Investigation of biting and non-biting flies as vectors for Bacillus Anthracis in Etosha National Park, Namibia

Nalisa, Mwangala

Titre : Investigation of biting and non-biting flies as vectors for Bacillus Anthracis in Etosha National Park, Namibia

Auteur : Nalisa, Mwangala.

Université de soutenance : University of Namibia

Grade : Master of Science 2013

Résumé
The role of flies in the spread of anthrax, an animal disease caused by the spore-forming pathogen Bacillus anthracis, have been reported as far back as the early 1900s. Studies have implicated flies from families of Tabanidae, Muscidae, Calliphoridae and other dipteran species. This study was undertaken in the Okaukuejo area of ENP to establish the role of biting and non-biting flies that may act as vectors for B. anthracis ; and at what concentrations of Bacillus anthracis do they carry and also to determine whether isolated strains of bacteria contained bacteriophages. For this purpose non-biting flies were collected from anthrax positive carcasses using a makeshift trap and analysed on TSPBA after being disinfected and squashed in 0.85% saline. Isolated strains were analysed for the presence of phages and vegetation containing fly excretions was collected. Nzi fly traps were used to collect biting flies. These results show that non-biting flies found belonged to Calliphoridae and Muscidae families the most abundant biting flies were from Tabanidae family.
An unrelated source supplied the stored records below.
PR #356, opened 2024-12-06
Updating the state file for rke1 clusters

anupama2501:
## Issue: 
https://github.com/rancher/qa-tasks/issues/1295
 
## Problem
RKE1 cluster upgrade fails as the state file stays in a secret instead of a config map. This has been previously in a configmap.

## Solution
Updates the state file used in the code from a config map to a state map.
 
## Testing
Jenkins log

_TODO_

### DIFF
--- a/clients/rkecli/state.go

Of the 110 non-biting flies analysed from positive carcasses 25.4% were positive for Bacillus anthracis. The maximum concentration found in an individual was 4.0 x103 CFU/fly. There was no correlation between fly species and concentration of spores within flies. Non-biting flies mean spores were statistically equal to parenteral LD50s of Impala [100 ; 250] but were too low with respect to oral doses LD50s of horses and of impala. No bacteriophages were isolated from B. anthracis strains. Flies of families Calliphoridae and Muscidae can act as mechanical vectors in ENP more likely through parenteral means including myiasis infection ; oral transmission via regurgitation and defecation on leaves could not be established. Biting flies as vectors of anthrax needs further investigation. Measures that control fly populations during anthrax outbreaks may be considered.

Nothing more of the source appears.